Юа от подобной наглости…
Молчаливо взвыл.
Запылал щеками, задохнулся умерщвленной рыбиной под солнцепеком, забил хвостом и, остервенело всадив ногти себе в ладони, с бешенством лягнул ногой, поднимая тучу тут же разметанного ветром пепла.
— Какого дьявола?! — пыжась и щерясь, проорал он. — Какого дьявола, а?! Ты мне что, в папаши записаться удумал?! Нехрен настолько влезать в мою жизнь и решать, кому и где за мной приглядывать, сволочина! Я сам о себе позабочусь, ясно?! Ты совсем рехнулся, сраный Микки Маус?! Я тебя… я…
— Ну-ка успокойся, сердце мое. Что еще за чертовы припадки? Я всего лишь пытаюсь уберечь тебя от…
— От кого?! — окончательно выходя из себя, вскричал Юа, на миг перекрывая своим голосом даже рокот волн, что продолжали громко, угрюмо и с нахлестом наплывать на отступающие в страхе быть сожранными берега. — Ну давай, насмеши меня!
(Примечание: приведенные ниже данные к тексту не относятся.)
PR #814, opened 2015-11-03
Use R + Renjin rather than Python to verify integration tests

mdekstrand:
This set of changes uses R (with Renjin, so it can run on just the JVM) instead of Python to verify integration tests.

This has a few limitations:

- we can't use many convenient R packages, including `dplyr` and `reshape2`, because they don't work on Renjin
- the R function `reshape` is also broken on Renjin, so we have to manually reshape data
- ~~we are currently pulling in Renjin over unauthenticated HTTP~~

The advantage of this, once it is done, is that Python will no longer be required in order to build and run (most of) LensKit's full test suite.


mdekstrand:
Attached is a prediction file that produces the Renjin error.
[predictions.txt](https://github.com/lenskit/lenskit/files/26490/predictions.txt)

akbertram:
Renjin's repository at nexus.bedatadriven.com is now available over https.
https://nexus.bedatadriven.com/content/groups/public/org/renjin/

mdekstrand:
@akbertram Awesome, thanks!

mdekstrand:
We're now downloading Renjin over HTTPS.

We still require Python for one test: the external algorithm test.

Issue #808, opened 2015-11-02
Support header lines in TextDataSourceSpec


mdekstrand:
The text data source spec does not currently support `headerLines`. What we need to do:

- [x] Modify `TextDataSourceSpec` to have a `headerLines` field, getter, and setter.
- [x] Modify `TextDataSource.fromSpec` to read this property.
- [x] Modify `TextDataSource.toSpec()` to write this property

mdekstrand:
This is finished in #817.

PR #817, opened 2015-11-06
update changes to enable header Lines

amit93:
This addresses #808.


mdekstrand:
Thanks! I have some comments inline (or will shortly).

Could you please restore the `.idea` files that were deleted?

lenskit-specs/src/main/java/org/lenskit/specs/data/TextDataSourceSpec.java
```diff
@@ -94,7 +111,7 @@ public void setBuilderType(String type) {
      * @param fields The list of fields.  Can be `null` to use the builder's default fields.
      */
     public void setFields(@Nullable List<String> fields) {
-        this.fields = fields != null ? new ArrayList<>(fields) : null;
+        this.fields = fields != null ? new ArrayList<String>(fields) : null;
```
mdekstrand: This change is not needed. Make sure that IntelliJ is set up to use the Java 7 language level in your Project Structure.

lenskit-specs/src/main/java/org/lenskit/specs/data/TextDataSourceSpec.java
```diff
@@ -123,7 +140,7 @@ public void setDomain(PrefDomainSpec domain) {
 
     @Override
     public Set<Path> getInputFiles() {
-        Set<Path> files = new HashSet<>();
+        Set<Path> files = new HashSet<Path>();
```
mdekstrand: Same for this change.

lenskit-test/src/main/java/org/grouplens/lenskit/util/test/ExtraMatchers.java
```diff
@@ -61,6 +61,6 @@ private ExtraMatchers() {}
      * @return A matcher that accepts objects equivalent to `obj`.
      */
     public static <T> Matcher<T> equivalentTo(T obj, Equivalence<T> equiv) {
-        return new EquivalenceMatcher<>(obj, equiv);
+        return new EquivalenceMatcher<T>(obj, equiv);
```
mdekstrand: And this change.

lenskit-core/src/main/java/org/grouplens/lenskit/data/source/TextDataSource.java
```diff
@@ -181,6 +182,7 @@ public static TextDataSource fromSpec(TextDataSourceSpec spec) {
         bld.setFormat(fmt);
         bld.setItemFile(spec.getItemFile());
         bld.setItemNameFile(spec.getItemNameFile());
+        bld.setHeaderLines(spec.getHeaderLines());
```
mdekstrand: This needs to be specified on the format, not on the builder. So it would be `fmt.setHeaderLines`. That will make the tests pass.

We could make an argument that `setFormat` should allow this to work. But that is a separate change, I think.

lenskit-specs/src/main/java/org/lenskit/specs/data/TextDataSourceSpec.java
```diff
@@ -48,6 +49,22 @@ public String getName() {
         }
     }
 
+    /**
+     * Get the header Line.
+     * @return The header Line.
+     */
```
mdekstrand: Let's describe what this is in the comment. 'Get the number of header lines to skip', '@return The number of header lines to skip.'

We should also say '@see DelimitedColumnEventFormat.getHeaderLines()'.

lenskit-specs/src/main/java/org/lenskit/specs/data/TextDataSourceSpec.java
```diff
@@ -48,6 +49,22 @@ public String getName() {
...
+    public int getHeaderLines() {
+        return headerLines;
+    }
+
+    /**
+     * Set the headerLines.
+     * @param headerLines
+     */
```
mdekstrand: Let us make similar changes to this comment.

mdekstrand:
@amit93 I've gone through, and found the problem that is causing the tests to fail.

lenskit-core/src/main/java/org/grouplens/lenskit/data/source/TextDataSource.java
```diff
@@ -181,6 +182,7 @@ public static TextDataSource fromSpec(TextDataSourceSpec spec) {
         bld.setFormat(fmt);
         bld.setItemFile(spec.getItemFile());
         bld.setItemNameFile(spec.getItemNameFile());
+        bld.setHeaderLines(fmt.getHeaderLines());
```
mdekstrand: Not quite.  This should be:

    fmt.setHeaderLines(spec.getHeaderLines());

And should probably be higher up, where you're setting up the format.

PR #819, opened 2015-11-10
Optimize dot products

mdekstrand:
Check vector length, and iterate over the shorter verctor.


mdekstrand:
Working on doing some micro-benchmarks to see how to really optimize these things. Right now, our dot products are pretty terrible compared to the old sparse vector.

mdekstrand:
See some benchmarking output: [human.txt](https://github.com/lenskit/lenskit/files/32312/human.txt)

mdekstrand:
The new sorted dot product logic is much closer to the old sparse vector logic in its performance.

Issue #827, opened 2015-11-11
Add a means to bundle up LensKit for artifact submission


mdekstrand:
For reproducible research, it would be good to provide a means to bundle up the particular version of LensKit used, along with all its dependencies, to submit them to an archive.

This could take the form of a local Maven repository that contains LensKit and its dependencies, along with their source JARs; the experiment can then just reference this repository.

mdekstrand:
This is turning out to be quite difficult. I can create a Maven repository containing LensKit easily enough, but despite online pointers that the artifact resolution API would help me do this, I have been unable to effectively get it working.

mdekstrand:
I think this is mostly working as of #831, but needs some additional testing.

mdekstrand:
Have this working and tested.

PR #831, opened 2015-11-19
Implement repo bundling

mdekstrand:
This implements repo bundling to address #827.

Would like to have the source artifacts included as well.


mdekstrand:
Dropping in favor of the #832 solution.

Issue #835, opened 2015-11-23
Support isolation on crossfolding


mdekstrand:
We need to re-enable isolation groups on the crossfolder and get them routed through the data sets.

mdekstrand:
This works now, with #836. Isolation is a feature of adding the data sets, not of generating them.

PR #836, opened 2015-11-23
Expose data set isolation in Gradle plugin

mdekstrand:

Единственный, от кого меня можно оберегать, это, придурок, ты сам! Не доходит?! Так что иди к черту! Сиди со своим паршивым уродом и отвали от меня, понял?! — рыча все это, юнец демонстративно отвернулся, демонстративно отодвинулся, злобно разрывая пальцами забивающийся под ногти песок. — Завтра же отправлюсь в свою проклятую школу! И нахрен все твои замашки, ебаный ты маньяк!
Это, последнее, послужило той самой хлесткой пощечиной, за которой пальцы Рейнхарта — одетые в зимнюю броню загрубевшей сухости — резко потянулись следом, резко ухватили несносного стервеца за капюшон и сдернули того обратно под пышущий жаром бок.
В следующую секунду волосы мальчишки, едва ли успевшего даже открыть рот для очередного возмущенного вопля, сдавили пальцы другой руки, в бешенстве заставляющие запрокинуть голову и выплюнуть из жерла рта горсть бессмысленных и жалких проклятий.
— А вот я так не думаю, золото мое, — холодно прошипел Микель, наклоняясь и приближаясь настолько низко, чтобы коснуться ядовитым дыханием трепещущих ноздрей и опробовать на воздушный вкус оголенный нервными проводами оскал. В то же самое время его левая рука, заползая змеей, легла на подбородок Уэльса, фиксируя тому голову в железном зубастом захвате, малейшее движение внутри которого причинило бы вполне ощутимую и вполне опасную — для волос или костей — боль. — Ты пытаешься мне сказать, что предпочитаешь моему обществу — общество твоих сопливых маленьких дружков, вроде нашего преждевременно поседевшего мавра? Или же общество твоего блядского гомосексуального учителя-алкоголика?
Впервые на памяти Юа Рейнхарт использовал настолько неприкрытый мат.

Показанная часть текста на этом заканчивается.